As a younger man, I cared nothing about politics. The first time I was eligible to vote, I voted Libertarian because I though it would make me look cool. I did not know what Libertarian meant.

It is only in recent years I have investigated what state and D.C. politicians do. When I understood, I became enraged.

I suspect Mitch McConnell and Chuck Schumer are under contractual obligation to utter the phrase "American people" at least three times when either is making an address. What do these men know about the American people? What do any members in Congress know about the American people?

In 2015, over half the members of Congress were millionaires. Many are millionaires many times over. These include the limousine liberals: Pelosi, Kennedy, Delaney, Feinstein. This is what I find so astonishing when President Trump's supporters say he is one of them (unless he is speaking to a Forbes audience). Trump is a billionaire. He may resonate with the common man because he has a way of speaking that appears down home and earnest. Make no mistake: millionaires and billionaires have nothing in common with you or me. They like to think they do. They don't.

I do not begrudge anyone his or her wealth. If they came to it through illicit means, that is another story. I object to rich politicians believing they know what is right for the rest of us. Worse, this avuncular attitude morphs into morality or value proclamations. It is not enough our politicians assume what they are doing is best for their constituents; they also believe it is the moral thing to do.

Dear reader, politics has nothing to do with values. It has nothing to do with morality. Politics is about taking tax dollars and applying those dollars judiciously, prudently and without bias to addressing the problems confronting this nation. Politicians are not spiritual leaders. They are politicians.

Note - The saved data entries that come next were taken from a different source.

PR #349, opened 2025-02-15
Issue #341: Refactor QuotientAddGroup.continuousAddEquiv

### LINKED ISSUE #341: Refactor QuotientAddGroup.continuousAddEquiv
This def in `FLT/Mathlib/Topology/Algebra/Group/Quotient.lean` should be refactored so that (a) it is a lemma about multiplicative groups (and the original def is obtained using `@[to_additive]`) and (b) it uses `comap` instead of `map` i.e. `AddSubgroup.comap e H' = G'`.

smmercuri:
Closes #341


kbuzzard:
Thanks!

PR #353, opened 2025-02-24
Prove prodAdicCompletionComap_isModuleTopology

### LINKED ISSUE #327: Product of L_w has the K_v-module topology.
Say L/K is a finite extension of number fields and v is a finite place of K. I claim that prod_{w|v}L_w has the K_v-module topology. This is `IsDedekindDomain.HeightOneSpectrum.prodAdicCompletionComap_isModuleTopology` in the file `FLT.DedekindDomain.FiniteAdeleRing.BaseChange`. The proof is to firstly observe that the product is finite, and then to invoke the theorem that a finite product of modules with the module topology has the module topology (which we have in mathlib). The fact that L_w has the module topology is #326 so can be assumed, making the work here simply the claim that the number of w's over a given v is finite. This is some presumably standard result about Dedekind domains.

Ruben-VandeVelde:
Fixes #327.

### DIFF
--- a/FLT/DedekindDomain/FiniteAdeleRing/BaseChange.lean
+++ b/FLT/DedekindDomain/FiniteAdeleRing/BaseChange.lean
@@ -246,23 +246,29 @@ lemma v_adicCompletionComapSemialgHom
   subst hvw
   rw [← valuation_comap A K L B w a]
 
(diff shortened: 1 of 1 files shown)


kbuzzard:
Thanks! Will merge after the mathlib bump.

PR #359, opened 2025-02-27
[CI]: fix docs generation

pitmonticone:


scripts/build_docs.sh
```diff
@@ -1,3 +1,5 @@
+#!/usr/bin/env bash
+
```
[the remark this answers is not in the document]
pitmonticone: Sure, thanks.

scripts/build_docs.sh
```diff
@@ -29,22 +35,16 @@ template > docbuild/lakefile.toml
...
-mv docs/docs docbuild/.lake/build/doc
-
 # Initialise docbuild as a Lean project
 cd docbuild
-MATHLIB_NO_CACHE_ON_UPDATE=1 # Disable an error message due to a non-blocking bug. See Zulip
-~/.elan/bin/lake update FLT
-~/.elan/bin/lake exe cache get
+
+# Disable an error message due to a non-blocking bug. See Zulip
+MATHLIB_NO_CACHE_ON_UPDATE=1 ~/.elan/bin/lake update FLT
```
kbuzzard, line 42: Just echoing Ruben's comment on Zulip -- is there a reason we're not getting cache any more?

scripts/build_docs.sh
```diff
@@ -29,22 +35,16 @@ template > docbuild/lakefile.toml
...
 
-# Move them out of docbuild
+# Copy documentation to `docs/docs`
 cd ../
-mv docbuild/.lake/build/doc docs/docs
-
-# Clean up after ourselves
-rm -rf docbuild
+sudo chown -R runner docs
+cp -r docbuild/.lake/build/doc docs/docs
```
kbuzzard, line 50: So we are no longer cleaning up after ourselves?

scripts/build_docs.sh
pitmonticone: Yes, because it's unnecessary since `lake update` already does that.

scripts/build_docs.sh
pitmonticone: Again, unnecessary since we cache `docbuild` and we don't want to remove it.

PR #360, opened 2025-02-27
fix: TotallyDefiniteQuaternionAlgebra.AutomorphicForm.add should not be an instance

Ruben-VandeVelde:
Noticed because it causes an error in documentation generation:

PANIC at _private.DocGen4.Process.InstanceInfo.0.DocGen4.Process.InstanceInfo.ofDefinitionInfo DocGen4.Process.InstanceInfo:50:39: isClass? on TotallyDefiniteQuaternionAlgebra.AutomorphicForm.add returned none


kbuzzard:
huh! Thanks!

PR #362, opened 2025-02-27
K is discrete in the adeles of K (#257)

### LINKED ISSUE #257: If K is a number field then K is discrete in the adeles of K
Assuming discreteness for K=Q (an earlier result), and the fact that A_K is K-isomorphic to K tensor A_Q (another earlier result), we can deduce discreteness for all K. Slightly more details are [in the blueprint](https://imperialcollegelondon.github.io/FLT/blueprint/Adele_miniproject.html#NumberField.AdeleRing.discrete).

matthewjasper:
This swaps the theorem order in the blueprint around to generalize to all number fields and then to all elements, hopefully that's acceptable.

Closes #257

### DIFF
--- a/FLT/NumberField/AdeleRing.lean
+++ b/FLT/NumberField/AdeleRing.lean
@@ -28,110 +28,6 @@ instance NumberField.AdeleRing.locallyCompactSpace : LocallyCompactSpace (AdeleR
 
 end LocallyCompact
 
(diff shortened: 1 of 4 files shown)


kbuzzard:
Yeah this way is fine. Thanks for updating the blueprint too!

Dear reader, our government is not transparent. Transparency is in vogue these days because too many myopic politicians stumble into the national spotlight by doing truly stupid things. When Devin Nunes, R-CA 22nd District, co-chair of the House Intelligence Committee and a former Trump advisor, made a midnight Uber run to inform the president about developments in the Moscow probe, instead of first informing his committee colleagues, this breach of protocol raised eyebrows. The internet, social media and our interconnected society make it difficult for any politician pulling a Nunes to go unnoticed. This spotlight rarely penetrates the miasma enveloping how bills are passed.

The House's 2018 Farm Bill died because members of the Freedom Caucus voted against it and House Democrats simply refused to acknowledge it (not a single Democrat voted in favor). The Senate's farm bill passed with nary a second look. I suspect this is because no one could muster the enthusiasm to read it. At over 1000 pages, it taxes the patience of Job. There were 75 amendments submitted to the bill Senators Ernst and Grassley submitted five. What bill did we get? What is in it? How does it affect Iowa farmers? How does it affect Iowans on SNAP or TANF?

Dear reader, please print out the bill and the amendments and start reading. Before it is merged with the bill the House eventually passed and becomes a chimera. That is what I am doing. I would rather lose a kidney than read these documents, but this is the only way I can truly know what may become law, presumably on our behalf.

In closing, I say this. If you are happy with how our government is performing, great. If you are happy with President Trump and what he is doing regarding the economy, ag business, immigration, healthcare, taxes, education, the environment, tariffs, North Korea, Russia, Israel, Palestine, Syria, the Supreme Court or any other issue, fantastic.

We all need to become engaged citizens.